June 27, 2010, 9:02:41 p.m., between 3rd and 4th Avenue.
When we bought our house six years ago, we knew that someday “the highway” would come within a couple of hundred yards of our property. With the environmental impact study in progress (or complete), it looks like someone’s been given the green light to proceed. We took a walk through the felled timbers and freshly cleared underbrush. The smell of cut wood and overturned earth was overpowering and the silence was deafening. It was a sad walk. I guess that’s the cost of convenience.
I’ve wrapped up my spring classes at the Center for Documentary Studies. It’s time to start getting in gear and planning some trips to Appalachia to make more pictures and work on my project. I snapped the above image when then kids and I visited the newly reopened and renovated North Carolina Museum of Art. Spectacular.
The last 45 days have been tough for me (and my family). I’ve had to confront some demons that I’ve just chosen to not deal with for a long, long time. Like nearly three decades. For me, there’s hope in Jesus Christ. He is the only one who could possibly take my wreck of a life and use it. Healing can only begin when things are truly dealt with at a core level. I realized that at 35, I’d never really let anyone into my life. Anyone. For me, healing has begun, but it’s a s-l-o-w process. I’m encouraged by knowing that I don’t have to rush to get better, but that I can choose each day to honor God and serve others or serve myself. I much prefer to honor Him and serve Him.
OK, so there’s that. Some new photo book acquisitions over the last month or so:

Builder Levy, Images of Appalachian Coalfields
Temple University Press, 1989
Hardcover | 124 pages | $56.49 (with shipping)
Stay tuned for an interview with Builder Levy right here on Take Your Camera for a Walk.
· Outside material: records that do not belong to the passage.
PR #1182, opened 2026-08-18
feat: EXP-2240 api contracts visibility

CarlosGamero:
## Context

[EXP-2240](https://lokalise.atlassian.net/browse/EXP-2240): our services auto-generate their OpenAPI docs from every registered route, so internal / backend-for-frontend (BFF) endpoints — consumed only by our own frontends, where we want the freedom to introduce breaking changes — end up in the published API document.

This PR is **step 1 of 3** and covers `@lokalise/api-contracts` only: it introduces the route `visibility` concept on API contracts. Follow-up PRs will make `@lokalise/fastify-api-contracts` honor it during OpenAPI generation (`schema.hide`), and then bring `opinionated-machine` in line.

## Changes

**New `visibility` field (`'public' | 'internal'`, exported `RouteVisibility` type)**

- Added to every contract type: `CommonRouteDefinition` (legacy REST), `SSEContractDefinition` / `AnySSEContractDefinition`, `DualModeContractDefinition` / `AnyDualModeContractDefinition`, and `CommonApiContract` (new `defineApiContract` system).
- Optional in every builder input, **required on every built contract**: all builders (`buildGetRoute` / `buildPayloadRoute` / `buildDeleteRoute`, `buildRestContract`, `buildContract`, `buildSseContract`, `defineApiContract`) stamp it, defaulting to `'public'`. `'internal'` will be excluded from generated OpenAPI docs by the generators (follow-up PR); it has no runtime effect.

**Contract types tightened: built contracts always carry their parsing fields**

- `isEmptyResponseExpected` / `isNonJSONResponseExpected` are now required on built REST contract types (builders always stamped their defaults at runtime; the types now reflect it). Builder inputs keep them optional via a new `MayOmit` type util (mirrors `@lokalise/universal-ts-utils`; kept local so the package stays dependency-free).
- Dual-mode contracts now declare the flags too: `isEmptyResponseExpected` is configurable (default `false`) — enabling dual-mode routes whose sync branch responds 204/no-body, previously inexpressible — and `isNonJSONResponseExpected` is always `false` (the sync response is JSON by construction). This preserves dual-mode → REST structural assignability. Pure SSE contracts carry `visibility` but no flags (they don't apply to event streams).
- `defineApiContract` now returns a shallow copy with `visibility` stamped instead of the input reference; its input type was renamed to `ApiContractConfig` accordingly.

**Docs & release**

- README: new "Route visibility" section + `visibility` in the all-fields reference.
- Changeset: `minor`. Contracts built via builders need no changes; hand-written contract literals must add the newly-required fields (documented in the changeset).

## Testing

- TDD throughout: runtime + type-level (`expectTypeOf`) tests per builder, extended within the existing spec structure; snapshots updated; new type tests for all `typeUtils`.
- Full verification: 867 tests in `api-contracts`, plus the complete suites of all workspace consumers against the new types: `universal-testing-utils` (161), `fastify-api-contracts` (440), `backend-http-client` (486), `frontend-http-client` (302).
- An 8-angle code review was run over the full diff; the one confirmed cross-package regression it found (dual-mode contracts losing REST assignability) is fixed in this PR via the dual-mode flags above.

## Checklist

## AI Assistance Tracking

[EXP-2240]: https://lokalise.atlassian.net/browse/EXP-2240?atlOrigin=eyJpIjoiNWRkNTljNzYxNjVmNDY3MDlhMDU5Y2ZhYzA5YTRkZjUiLCJwIjoiZ2l0aHViLWNvbS1KU1cifQ


packages/app/api-contracts/src/sse/dualModeContracts.ts
```diff
@@ -83,4 +93,10 @@ export type AnyDualModeContractDefinition = {
   description?: string
   summary?: string
   tags?: readonly string[]
+  // 'internal' excludes the route from generated OpenAPI docs; builders default it to 'public'
+  visibility: RouteVisibility
+  // Whether the sync (JSON) response may be empty (204); builder defaults it to false
+  isEmptyResponseExpected: boolean
+  // The sync response of a dual-mode route is always JSON; carried for REST-contract compatibility
+  isNonJSONResponseExpected: false
```
CarlosGamero, line 103: I found this was missing here, and decided to already fix it and align it with `CommonRouteDefinition`

packages/app/api-contracts/src/sse/dualModeContracts.ts
```diff
@@ -59,6 +63,12 @@ export type DualModeContractDefinition<
   description?: string
   summary?: string
   tags?: readonly string[]
+  // 'internal' excludes the route from generated OpenAPI docs; builders default it to 'public'
+  visibility: RouteVisibility
+  // Whether the sync (JSON) response may be empty (204); builder defaults it to false
+  isEmptyResponseExpected: boolean
+  // The sync response of a dual-mode route is always JSON; carried for REST-contract compatibility
```
kjamrog: 🟢 This comment is a bit confusing, maybe:

```suggestion
  // Whether the sync response of a dual-mode route may have non-JSON format; carried for REST-contract compatibility
```

kjamrog (approved):

.changeset/add-route-visibility-to-api-contracts.md
```diff
@@ -0,0 +1,12 @@
+---
+"@lokalise/api-contracts": minor
```
kibertoad, line 2: **medium — this should be `major`, not `minor`.**

The change makes previously-optional properties required on exported types: `visibility` on `CommonRouteDefinition`, `SSEContractDefinition`, `AnySSEContractDefinition`, `DualModeContractDefinition`, `AnyDualModeContractDefinition` and `CommonApiContract`, plus `isEmptyResponseExpected` / `isNonJSONResponseExpected` on the REST and dual-mode shapes.

A consumer with

```ts
const route: GetRouteDefinition<typeof schema> = {
  method: 'get',
  pathResolver,
  successResponseBodySchema: schema,
}
```

or a wrapper function annotated to return one of these types, stops compiling after a `^7` minor update. The closing note in this changeset describes exactly that break, which is the definition of a major bump.

packages/app/api-contracts/src/sse/dualModeContracts.ts
```diff
@@ -59,6 +63,12 @@ export type DualModeContractDefinition<
   description?: string
   summary?: string
   tags?: readonly string[]
+  // 'internal' excludes the route from generated OpenAPI docs; builders default it to 'public'
+  visibility: RouteVisibility
+  // Whether the sync (JSON) response may be empty (204); builder defaults it to false
+  isEmptyResponseExpected: boolean
```
kibertoad: **medium — `boolean` here widens the response body type of every dual-mode contract used with a REST client helper.**

The REST types thread `IsEmptyResponseExpected` through as a generic parameter; this hardcodes `boolean`. `RequestResultDefinitiveEither` in `backend-http-client` branches on a naked `IsEmptyResponseExpected extends true ? ... : ...`, so a `boolean` distributes over `true | false` and the result becomes `RequestResult<T | null> | RequestResult<T>`.

Verified concretely. On `main` this compiles:

```ts
const x: { status: string } = (
  await sendByGetRoute(client, dualModeContract, {}, { requestLabel: 'x' })
).result.body
```

On this branch the same code fails with `Type '{ status: string; } | null' is not assignable`. So every dual-mode contract passed to a REST client helper now yields a nullable body, including ones that never return 204.

Threading `IsEmptyResponseExpected` through as a generic (the way `CommonRouteDefinition` does) keeps the precise type.

packages/app/api-contracts/src/sse/dualModeContracts.ts
```diff
@@ -83,4 +93,10 @@ export type AnyDualModeContractDefinition = {
...
```
kibertoad, line 101: Same as the comment on `DualModeContractDefinition` above: a fixed `boolean` for `isEmptyResponseExpected` distributes over `true | false` in `RequestResultDefinitiveEither`, widening the client-side body type to `T | null`. Both declarations need the generic parameter.

packages/app/api-contracts/src/sse/sseContractBuilders.ts
```diff
@@ -461,6 +478,10 @@ export function buildSseContract(
       responseBodySchemasByStatusCode: (config as { responseBodySchemasByStatusCode?: unknown })
         .responseBodySchemasByStatusCode,
       isDualMode: true,
+      isEmptyResponseExpected:
```
kibertoad, line 489: **low — the changeset claim about 204 dual-mode routes does not hold as written.**

The changeset says this enables "dual-mode routes whose sync branch responds 204/no-body, previously inexpressible", but `buildSseContract` only takes the dual-mode branch when `successResponseBodySchema !== undefined`. Omitting the schema still produces an SSE-only contract with no such field, so the flag can only ever be set alongside a declared sync response schema.

That combination (what the new `reflects explicit isEmptyResponseExpected value` test in `sseContractBuilders.spec.ts` constructs) yields a contract telling clients to expect an empty body while carrying a schema the client never applies, since `backend-http-client` short-circuits at `result.statusCode === 204 && isEmptyResponseExpected`.

Either let the config produce a body-less dual-mode contract, or drop the claim from the changeset.

kibertoad (commented):
Code review: the runtime change is additive and correct (every builder stamps `visibility`, `buildRestContract` still defaults `isEmptyResponseExpected` to `method === 'delete'`, and `fastify-api-contracts` maps contract fields explicitly so `visibility` cannot leak into generated schemas). `tsc --noEmit` is clean on `api-contracts` and all four workspace consumers, and the `api-contracts` / `fastify-api-contracts` / `universal-testing-utils` suites pass. Three type-level findings inline.

.changeset/add-route-visibility-to-api-contracts.md
CarlosGamero: This is true, but according to our docs, the way to create contracts is by using our builder methods. So if someone is doing what you shared, they’re going against the suggested way of using the lib.

So, while you’re right that the code you shared won’t compile, it’s also not using the provided buildert. That’s why I was debating between a major and a minor bump.

I ended up choosing a minor bump to avoid the chain of library updates we’d otherwise need to perform.

That being said, if you still think my argument does not makes sense, I am happy to have it as a major and address all the required updates across our libs

VSevostianov (approved):

packages/app/api-contracts/src/sse/dualModeContracts.ts
CarlosGamero: Good catch, thanks — fixed in bbe7a16b39f4df5753e1f6046fe305cdac528044 by threading `IsEmptyResponseExpected extends boolean = false` through `DualModeContractDefinition`, both dual-mode configs and the `buildSseContract` overloads, mirroring how `CommonRouteDefinition` does it. Omitted → literal `false` (your repro types back to `{ status: string }`, verified against `sendByGetRoute`), explicit `true` → literal `true`. Type tests added for both cases.

One deliberate deviation from the suggestion: `AnyDualModeContractDefinition` keeps `boolean` — it's the type-erased wildcard (its schemas are plain `ZodTypeAny` too) used in generic constraints, while inference into the client helpers flows through the generic definition. Happy to thread it there as well if you see an inference path going through `Any*`.

packages/app/api-contracts/src/sse/dualModeContracts.ts
CarlosGamero: Addressed together with the comment above (bbe7a16b39f4df5753e1f6046fe305cdac528044): the generic is threaded through `DualModeContractDefinition` and the builder overloads. `AnyDualModeContractDefinition` intentionally stays `boolean` as the type-erased wildcard — see the reasoning in the other thread.

packages/app/api-contracts/src/sse/sseContractBuilders.ts
CarlosGamero: Fair point — the claim overstated it. Reworded in d773ec6d190a99b8cb620ab910e951a914e7c4bd: a body-less dual-mode contract is indeed still not expressible (the dual-mode branch requires `successResponseBodySchema`), and we're not planning to allow one in this PR. What the flag covers is the mixed case: a sync branch that may respond 204 alongside its regular JSON response — the schema applies to responses with a body, and `isEmptyResponseExpected: true` lets clients accept the 204 short-circuit. The changeset now describes exactly that.

kosmos2uh (approved):

packages/app/api-contracts/src/sse/dualModeContracts.ts
CarlosGamero: Fixed, thank youuu

CatchMe2 (approved):

kibertoad (approved):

Rob Amberg, Sodom Laurel Album
A Lyndhurst Book, University of North Carolina Press in association with the Center for Documentary Studies
Hardcover | 192 pages | $13.02 (with shipping)
Rob Amberg is a graduate of the Duke Center for Documentary Studies and there’s a gorgeous print from this book hanging there.

Daylight Magazine, Issue 8
Daylight Community Arts Foundation, Inc.
Magazine | 62 pages | $13.88 (with shipping)
Issue 8 includes images from Tim Hetherington‘s series Sleeping Soldiers. Beautiful, brilliant work. I got to meet Mr. Hetherington at the Full Frame Documentary Festival last month before the screening of Restrepo. Oh, and he gave me a free pass to the film. And I had a picture made with him.
If you’d like your very own promotional card from my current project, just send an email with your address to rogermayphotography[at]me[dot]com and I’ll drop one in the mail. They’re approximately 6.5″ x 5″, ink jet prints on Inkpress fine art matte (220 gsm) paper on an Epson Stylus Photo R1900. There are 15 cards available. (Mom, thanks in advance for requesting one.)
I hope to start posting more. Let’s use this as a start. Thanks for stopping by.